____ Material supplied

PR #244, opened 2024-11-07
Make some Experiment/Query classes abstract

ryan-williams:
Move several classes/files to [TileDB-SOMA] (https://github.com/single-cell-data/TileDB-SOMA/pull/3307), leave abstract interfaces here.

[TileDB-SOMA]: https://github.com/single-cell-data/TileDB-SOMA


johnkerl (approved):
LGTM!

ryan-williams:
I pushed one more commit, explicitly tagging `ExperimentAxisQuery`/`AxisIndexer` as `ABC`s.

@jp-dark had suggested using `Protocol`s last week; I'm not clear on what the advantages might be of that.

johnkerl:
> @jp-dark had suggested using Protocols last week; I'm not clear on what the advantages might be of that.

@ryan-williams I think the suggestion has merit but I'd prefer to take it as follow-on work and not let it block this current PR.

________

(Your instructions)
Copy each line of the material where "advantages" is found.

(Answer to the exercise)
@jp-dark had suggested using `Protocol`s last week; I'm not clear on what the advantages might be of that.
> @jp-dark had suggested using Protocols last week; I'm not clear on what the advantages might be of that.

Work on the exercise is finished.